How You Can Improve Forecasting Performance with the MAPE by Finding and Fixing Data Quality Issues in Your Demand History
In a recent article entitled Improving Forecasting Performance with Intermittent Data – A New Way of Scoring Performance, I gave some insight into why the MAPE (Mean Absolute Percentage Error) can be a seriously flawed accuracy measure. Aside from intermittency. when demand has zeros and APEs (Absolute Percentage Errors) are undefined, there are often unusual values in the APEs that distort the average. I showed that there is a remedy that you can apply by considering the MdAPE (Median Absolute Percentage Error) or the HBB TAPE (Typical Absolute Percentage Error) as a more typical summary than the average. The HBB TAPE metric was introduced in my LinkedIn post and is also described in my book Change&Chance Embraced (p. 97) dealing with smarter, agile demand forecasting practices for the Supply Chain. I have also used it in facilitating CPDF professional development workshops (see the CPDF Workshop Manual, p. 188., available on Amazon). I have also placed my articles on my website blog.

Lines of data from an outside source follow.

PR #11587, opened 2026-07-13
ci: Split Dynamo CI port ranges by workload

VincyZhang:
## Overview:

Split the dynamic frontend port off from the serve/system pool so host-network CI can isolate frontend, worker/system, KV event, router, NIXL, and FPM allocations more cleanly.

## Details:

- Introduced a dedicated `DynamoPortRange.FRONTEND` base for the dynamic serve frontend.
- Kept serve worker/system ports and KV event ports on the serve range.
- Kept router, NIXL, and FPM on their own disjoint bases.
- Increased the allocator random start offset to 500 and widened the gaps between ranges to leave headroom for sequential scans.

- `tests/utils/constants.py` for the updated port base layout.
- `tests/conftest.py` for the serve fixture allocation changes.
- `tests/utils/port_utils.py` for the allocator offset change.

## Related Issues

---

<a href="https://nvidia.devinenterprise.com/review/ai-dynamo/dynamo/pull/11587" target="_blank">
  <picture>
    Open in Devin Review
  </picture>
</a>

## Summary by CodeRabbit

* **Bug Fixes**
  * Improved test reliability by allocating service, router, metrics, and side-channel ports dynamically from dedicated, non-overlapping ranges.
  * Reduced port collisions during concurrent test execution and containerized runs.
  * Expanded port allocation probing to better handle busy ports.

* **Tests**
  * Updated fault-tolerance, migration, router, and benchmarking scenarios to use the shared port allocation strategy.

### DIFF
--- a/tests/fault_tolerance/migration/test_sglang.py
+++ b/tests/fault_tolerance/migration/test_sglang.py
@@ -15,7 +15,7 @@ import shutil
 
 import pytest
 
-from tests.utils.constants import FAULT_TOLERANCE_MODEL_NAME
+from tests.utils.constants import DynamoPortRange, FAULT_TOLERANCE_MODEL_NAME
 from tests.utils.managed_process import ManagedProcess
 from tests.utils.payloads import check_models_api
 from tests.utils.port_utils import allocate_port, deallocate_port
@@ -95,7 +95,7 @@ class DynamoWorkerProcess(ManagedProcess):
         disagg_mode: str | None = None,
     ):
         self.worker_id = worker_id
-        self.system_port = allocate_port(9100)
+        self.system_port = allocate_port(DynamoPortRange.SERVE.value)
         self.bootstrap_port: int | None = None
         self.prefill_port: int | None = None
         self.disagg_mode = disagg_mode
--- a/tests/fault_tolerance/migration/test_sglang.py
+++ b/tests/fault_tolerance/migration/test_sglang.py
@@ -124,7 +124,7 @@ class DynamoWorkerProcess(ManagedProcess):
             command.append("--skip-tokenizer-init")
         else:
             # Disaggregated
-            self.bootstrap_port = allocate_port(12340)
+            self.bootstrap_port = allocate_port(DynamoPortRange.BOOTSTRAP.value)
             request.addfinalizer(lambda port=self.bootstrap_port: deallocate_port(port))
             command.extend(
                 [
@@ -139,7 +139,7 @@ class DynamoWorkerProcess(ManagedProcess):
                 ]
             )
             if disagg_mode == "prefill":
-                self.prefill_port = allocate_port(20000)
+                self.prefill_port = allocate_port(DynamoPortRange.PREFILL.value)
                 request.addfinalizer(
                     lambda port=self.prefill_port: deallocate_port(port)
                 )
--- a/tests/fault_tolerance/migration/test_sglang.py
+++ b/tests/fault_tolerance/migration/test_sglang.py
@@ -15,7 +15,7 @@ import shutil
 
 import pytest
 
-from tests.utils.constants import DynamoPortRange, FAULT_TOLERANCE_MODEL_NAME
+from tests.utils.constants import FAULT_TOLERANCE_MODEL_NAME, DynamoPortRange
 from tests.utils.managed_process import ManagedProcess
 from tests.utils.payloads import check_models_api
 from tests.utils.port_utils import allocate_port, deallocate_port
--- a/tests/fault_tolerance/migration/test_sglang.py
+++ b/tests/fault_tolerance/migration/test_sglang.py
@@ -96,6 +96,7 @@ class DynamoWorkerProcess(ManagedProcess):
     ):
         self.worker_id = worker_id
         self.system_port = allocate_port(DynamoPortRange.SERVE.value)
+        request.addfinalizer(lambda port=self.system_port: deallocate_port(port))
         self.bootstrap_port: int | None = None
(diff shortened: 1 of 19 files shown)


tests/vllm_self_benchmark/test_self_benchmark_gpu.py
```diff
@@ -199,7 +199,7 @@ def __init__(
         self.frontend_port = frontend_port
 
         # Allocate a per-worker system port like the cancellation test does.
-        self.system_port = allocate_port(9100)
+        self.system_port = allocate_port(DynamoPortRange.SERVE.value)
```
dmitry-tokarev-nv, line 204: Port is allocated here but never freed — no `request.addfinalizer` is registered for either `system_port` or `fpm_port` in this class, unlike the analogous ports in the cancellation test classes this PR already fixed.

Suggestion:
```python
self.system_port = allocate_port(DynamoPortRange.SERVE.value)
request.addfinalizer(lambda port=self.system_port: deallocate_port(port))
```
(and the same for `fpm_port` below)

tests/fault_tolerance/migration/test_sglang.py
```diff
@@ -124,6 +125,7 @@ def __init__(
         else:
             # Disaggregated
```
dmitry-tokarev-nv, line 126: The finalizer is now wired up (good), but the base `12340` is a magic number not in `DynamoPortRange`. Without a named constant it's invisible to the range-isolation scheme introduced by this PR and could still collide with other allocations.

Suggestion: add a `BOOTSTRAP = 20000` (or similar disjoint value) entry to `DynamoPortRange` and use it here:
```python
self.bootstrap_port = allocate_port(DynamoPortRange.BOOTSTRAP.value)
```

tests/fault_tolerance/migration/test_sglang.py
```diff
@@ -138,6 +140,9 @@ def __init__(
             )
             if disagg_mode == "prefill":
                 self.prefill_port = allocate_port(20000)
```
dmitry-tokarev-nv: Same issue: `20000` is not in `DynamoPortRange`, so this allocation sits outside the documented isolation scheme. Consider adding a `PREFILL` entry and using it here:
```python
self.prefill_port = allocate_port(DynamoPortRange.PREFILL.value)
```

dmitry-tokarev-nv (changes requested):
see inline comments with suggestions

tests/vllm_self_benchmark/test_self_benchmark_gpu.py
VincyZhang: Good catch! Fixed in latest commit

tests/fault_tolerance/migration/test_sglang.py
VincyZhang: Added `DynamoPortRange.PREFILL` and `DynamoPortRange.BOOTSTRAP`. 
Changed all hard-coded port assignments that had been overlooked in the repository to the corresponding DynamoPortRange.

tests/fault_tolerance/migration/test_sglang.py
VincyZhang: Added `DynamoPortRange.PREFILL` and `DynamoPortRange.BOOTSTRAP`. 
Changed all hard-coded port assignments that had been overlooked in the repository to the corresponding DynamoPortRange.

tests/utils/constants.py
```diff
@@ -32,6 +32,25 @@ class DefaultPort(IntEnum):
...
+    NIXL, and FPM workloads.
+    """
+
+    FRONTEND = 22500
+    SERVE = 24000
+    BOOTSTRAP = 24600
+    PREFILL = 25200
+    NIXL = 25800
+    ROUTER = 27000
+    FPM = 28500
```
dmitry-tokarev-nv, line 51: **Retracting this suggestion — it's a regression, good catch.** Widening every gap to a uniform 1000 actually *shortens* `NIXL→ROUTER` (1200→1000) and `ROUTER→FPM` (1500→1000), and the second one breaks a real case.

With this PR's new `_START_PORT_RANDOM_OFFSET_MAX = 500`, worst-case reach of an allocation off a base is:
- `allocate_ports` (max_retries=100): `base + 500 + 99 = base + 599` → min safe gap **600**
- `allocate_contiguous_ports` (max_retries=500, block size `k`): `base + 500 + 499 + (k-1) = base + 998 + k` → for `k=2`, `base + 1000` → min safe gap **1001**

`ROUTER` is used with `allocate_contiguous_ports` at `block_size = data_parallel_size`, and there's a live `data_parallel_size=2` test in both the sglang and vllm router suites, so `k=2` is exercised:
- Original `ROUTER=27000 → FPM=28500` (gap 1500): worst block at dp=2 tops out at **28000**, 500 below FPM → **safe**.
- Suggested `ROUTER=28000 → FPM=29000` (gap 1000): worst block tops out at **29000 = FPM base exactly** → collision.

And my original premise was wrong too: the 600-port gaps on `SERVE`/`BOOTSTRAP`/`PREFILL`/`NIXL` are **not** unsafe — those bases are only ever allocated non-contiguously (reach `base+599`), so 600 is exactly the right minimum. The values already in this PR are correctly tuned; **keep them as-is.**

(Optional, non-blocking: a short comment on the enum noting which bases are used with `allocate_contiguous_ports` — currently only `ROUTER` and `FPM` — would stop a future edit from "simplifying" the gaps and reintroducing this collision.) Sorry for the noise.

dmitry-tokarev-nv (approved):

In this article, I show how the difference between the MAPE and MdAPE can lead to insights into why the MAPE has been so misleading as an accuracy measure. The MAPE appears to be commonly provided in demand planning software without reservation.

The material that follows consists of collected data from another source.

PR #11532, opened 2026-07-10
feat(vllm): complete exact MM routing for generate

furionw:
_Based on #11588._

## Why

The frontend can project renderer-provided image identity into KV-routing tokens, but vLLM workers must reconstruct the native Generate request and emit the same identity in KV events. Without that parity, request-side hashes and event-side hashes diverge, so repeated multimodal requests remain cold even when generation succeeds. This completes the worker half for aggregated and P/D serving while preserving existing chat, completions, custom-encoder, and conditional-disaggregation behavior. Cache salts are tagged only at the vLLM boundary, keeping caller-visible namespaces unchanged while making event hashing exact.

## What Change

- Execute native Generate envelopes in aggregated and P/D vLLM workers.
- Normalize opaque multimodal identifiers and cache salts in KV events.
- Preserve native sampling, logprob, expert, and transfer metadata.

```mermaid
classDiagram
    DecodeWorkerHandler --|> BaseWorkerHandler
    PrefillWorkerHandler --|> BaseWorkerHandler
    DecodeWorkerHandler ..> GenerateEnvelopeAdapter : rebuilds native requests
    PrefillWorkerHandler ..> GenerateEnvelopeAdapter : rebuilds native requests
    KvEventPublisher --> RawKvEventVisitor : streams vLLM cache events
    RawKvEventVisitor ..> BlockExtraInfo : restores MM and namespace identity

    note for GenerateEnvelopeAdapter "Reconstructs prompts, sampling, salts, and metadata"
    note for KvEventPublisher "Carries the resolved image token into normalization"
    note for RawKvEventVisitor "Separates LoRA, cache namespace, and image identifiers"
```

## Test Plan

- `cargo test -p dynamo-llm` (84), `cargo test -p dynamo-kv-router` (48), and backend Python tests (143).
- Focused vLLM Generate tests (14), clippy, fmt, pre-commit, and sidecar all-features check.
- Local two-worker Qwen3.5-2B E2E with `qiwa-dev-vllm-x86-08-18:latest`: salted and unsalted suites each sent 10 successful Generate/derender requests; cold images split across workers at `0/4`, and all four warm repeats returned to the matching worker at `3/4` overlap.

PR #11588, opened 2026-07-13
feat(frontend): add exact MM routing for generate

furionw:
## Why

`/inference/v1/generate` receives pretokenized multimodal prompts, so normal frontend preprocessing cannot attach image identity for KV routing. Token-only hashes make different images with identical placeholder layouts look equivalent and reduce cache-aware routing accuracy. This derives routing-only identity from valid renderer metadata while leaving execution tokens unchanged; malformed or ambiguous metadata safely falls back to token-only routing. The selected Generate endpoint, block size, and LoRA identity come from one WorkerSet so request hashing cannot mix worker metadata. #11532 completes the paired worker normalization and end-to-end validation.

## What Change

- Project renderer multimodal identities into routing-only Generate tokens.
- Select Generate engine, block size, and LoRA identity atomically.
- Reject ambiguous placeholder layouts without changing execution payloads.

```mermaid
classDiagram
    GenerateHandler --> ModelManager : requests Generate selection
    ModelManager --> Model : delegates selection
    Model --> WorkerSet : selects ready Generate endpoint
    WorkerSet ..> GenerateEngineSelection : supplies routing metadata
    GenerateHandler ..> PreprocessedRequest : builds routing projection

    note for GenerateHandler "Validates renderer metadata and projects image identity"
    note for GenerateEngineSelection "Keeps engine, block size, and LoRA identity atomic"
    note for PreprocessedRequest "Separates execution tokens from routing-only tokens"
```

## Test Plan

- `cargo test -p dynamo-llm` (84), clippy with warnings denied, fmt, and pre-commit.
- Malformed, sparse, LoRA, overlapping-placeholder, and stray-image-token fallback coverage.
- Stacked #11532 local two-worker Qwen3.5-2B E2E: salted and unsalted suites each sent 10 successful Generate/derender requests; cold images split across workers at `0/4`, and all four warm repeats returned to the matching worker at `3/4` overlap.


biswapanda (approved):
Rebased onto current main; verified exact-MM routing capability isolation, malformed metadata fallback, targeted Generate tests, clippy, formatting, and DCO.

biswapanda (approved):

lib/llm/src/http/service/generate.rs
```diff
@@ -204,6 +205,223 @@ impl<'a> VllmTitoEnvelope<'a> {
...
+        .as_object()
+        .ok_or("features must be a JSON object")?;
+    let mm_hashes = features
+        .get("mm_hashes")
+        .and_then(serde_json::Value::as_object)
+        .ok_or("features.mm_hashes must be a JSON object")?;
+    let mm_placeholders = features
+        .get("mm_placeholders")
+        .and_then(serde_json::Value::as_object)
+        .ok_or("features.mm_placeholders must be a JSON object")?;
```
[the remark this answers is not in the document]
biswapanda: Fixed in 5df0396324: a features object without mm_hashes now returns token-only routing without an error/debug fallback. Added coverage for unrelated features and malformed present mm_hashes.

biswapanda:
Rebase/repair summary:

- rebased the two intended commits onto current `main`;
- isolated `vllm_exact_mm_routing` in model-card compatibility so mixed-capability workers cannot share a first-card `WorkerSet`;
- fixed token-only fallback when `features` is present without `mm_hashes`;
- added both worker-arrival-order and malformed-feature regressions.

Validation: `cargo test -p dynamo-llm --lib generate` (71 passed), focused watcher test, `cargo clippy -p dynamo-llm --lib --tests -- -D warnings`, formatting, DCO. Auto-merge is enabled after required CI and code-owner approval.

biswapanda (approved):
Cross-PR capability and WorkerSet/LoRA contracts verified; all review threads are addressed and resolved.

lib/kv-router/src/protocols.rs
```diff
@@ -76,6 +76,20 @@ pub fn pad_value_for_mm_hash(mm_hash: u64) -> u32 {
...
+/// Preserve vLLM's canonical 64-character hex-digest mapping for compatibility,
+/// and hash shorter opaque identifiers emitted by external renderers with XXH3.
+pub fn hash_mm_identifier(identifier: &str) -> Option<u64> {
+    if identifier.is_empty() {
+        return None;
+    }
+    if identifier.len() == 64 && identifier.chars().all(|c| c.is_ascii_hexdigit()) {
+        return u64::from_str_radix(&identifier[..16], 16).ok();
+    }
+    Some(xxh3::xxh3_64(identifier.as_bytes()))
```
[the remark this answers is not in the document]
biswapanda: This contract is completed by the stacked backend PR #11532 before the capability is advertised. #11588 gates this path on `vllm_exact_mm_routing`; current main workers do not advertise it, so opaque routing remains inert after this PR alone. The rebased #11532 worker delta updates the real ZMQ `extra_keys` path to hash offset-tagged opaque identifiers with the same `hash_mm_identifier` function and includes an opaque-identifier regression. Keeping the event-side implementation in the owning backend PR avoids enabling an incomplete worker contract.

lib/llm/src/discovery/model.rs
```diff
@@ -713,9 +723,27 @@ impl Model {
...
+                    supports_exact_mm_routing: ws
+                        .card()
+                        .runtime_config
+                        .runtime_data
+                        .get(VLLM_EXACT_MM_ROUTING_CAPABILITY)
+                        .and_then(serde_json::Value::as_bool)
+                        .unwrap_or(false),
+                })
+        })
+        .ok_or_else(|| self.engine_error(self.has_generate_engine()))
```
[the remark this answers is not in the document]
biswapanda: Confirmed intentional: Generate has no per-request LoRA selector, so adapter identity comes from the atomically selected adapter-specific WorkerSet/model card. Routing hints and the returned engine therefore cannot disagree.

biswapanda (approved):
Cross-PR capability and WorkerSet/LoRA contracts verified; all review threads are addressed and resolved.

biswapanda (approved):
Final head includes the linear multimodal-range sweep and deterministic complexity regression; 72 Generate tests, clippy, formatting, and DCO are green.

lib/kv-router/src/protocols.rs
```diff
@@ -76,6 +76,20 @@ pub fn pad_value_for_mm_hash(mm_hash: u64) -> u32 {
...
+}
```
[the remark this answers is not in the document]
biswapanda: Confirmed as an intentionally stacked contract: #11588 does not advertise `vllm_exact_mm_routing`, so this path remains inert on current workers. The immediately following backend PR #11532 adds `extra_keys_to_block_mm_infos_with_lora`, hashes offset-tagged opaque identifiers through `hash_mm_identifier`, and tests that real event parser path before enabling the capability. No unmatched opaque routing is exposed between merges.

biswapanda (approved):
follow up stacked PR #11532

lib/llm/src/http/service/generate.rs
```diff
@@ -212,12 +468,36 @@ fn preprocessed_from_generate(
...
+                    target: "mm_routing",
+                    reason,
+                    "invalid /generate multimodal routing metadata; using token-only routing"
+                );
+                None
+            }
+        }
+    } else {
+        None
+    };
```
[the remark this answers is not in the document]
furionw: Confirmed. `vllm_exact_mm_routing` now explicitly guarantees that the worker's KV-event normalizer has a resolved image-token ID and uses the same multimodal identifier mapping as the frontend. In stacked backend PR #11532, the publisher is configured from `resolve_image_token_id(...)`, and the capability is advertised only when that same resolver succeeds; workers without it stay on token-only routing. I also updated the parity coverage to exercise the real vLLM `extra_keys` event parser.

lib/llm/src/discovery/model.rs
```diff
@@ -671,6 +681,33 @@ impl Model {
...
+                    kv_cache_block_size: ws.card().kv_cache_block_size,
+                    lora_name: ws.card().lora.as_ref().map(|lora| lora.name.clone()),
+                    supports_exact_mm_routing: ws
+                        .card()
+                        .runtime_config
+                        .runtime_data
+                        .get(VLLM_EXACT_MM_ROUTING_CAPABILITY)
+                        .and_then(serde_json::Value::as_bool)
+                        .unwrap_or(false),
+                })
```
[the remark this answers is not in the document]
furionw: Fixed in da35cabaaf. `ModelRuntimeConfig::supports_runtime_capability` now accepts both JSON `true` and Dynamo's canonical truthy strings. `WorkerSet` delegates to that helper, and Generate selection plus the model-card checksum use the same interpretation. Added regressions for boolean/string true and false values, selection, and checksum equivalence/isolation.

lib/kv-router/src/zmq_wire/extra_keys.rs
```diff
@@ -68,11 +70,9 @@ pub fn extra_keys_to_block_mm_infos(
...
                 .iter()
                 .filter_map(|key| match key {
-                    ExtraKeyItem::Hash(hash)
-                    | ExtraKeyItem::HashWithSignedOffset((hash, _))
-                    | ExtraKeyItem::HashWithUnsignedOffset((hash, _)) => {
-                        parse_mm_hash_from_extra_key(hash)
-                    }
+                    ExtraKeyItem::Hash(hash) => parse_mm_hash_from_extra_key(hash),
+                    ExtraKeyItem::HashWithSignedOffset((hash, _))
+                    | ExtraKeyItem::HashWithUnsignedOffset((hash, _)) => hash_mm_identifier(hash),
```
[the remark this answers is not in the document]
furionw: Fixed in da35cabaaf by restoring canonical-only parsing for offset-bearing `extra_keys` in this parent PR, so #11588 no longer changes worker event hashes before the capability is advertised. Canonical request/event parity still exercises the real parser, while opaque frontend projection remains covered separately. Opaque worker-event normalization stays in stacked #11532 alongside publication of `vllm_exact_mm_routing`; the remaining old-frontend/new-worker rollout effect is bounded cache misses, never incorrect reuse.

lib/llm/src/http/service/generate.rs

In this spreadsheet example, the twelve months starting September, 2016 (row 11) was taken as a holdout sample or training data set for forecasting with three methods: (1) the previous year’s twelve-month actuals (Year-1), (2) a trend/seasonal exponential smoothing model ETS(AAM), and (3) a twelve-month average of the previous year (MAVG-12). The twelve-month forecasts in the holdout sample are called Forecast Profiles (FP). The results ((left panel, row 34) show that the three MAPEs for the twelve months are about the same around 50%, not great but probably typical, at a SKU-location level.
However, when you calculate the MdAPEs (left panel, row 35) for these data, you get a strikingly different and better result for a summary performance of the three forecast profiles, Year-1, ETS(AAM) and MAVG-12, as follows: Year-1 (41%), ETS(AAM) (25%) and MAVG-12 (32%).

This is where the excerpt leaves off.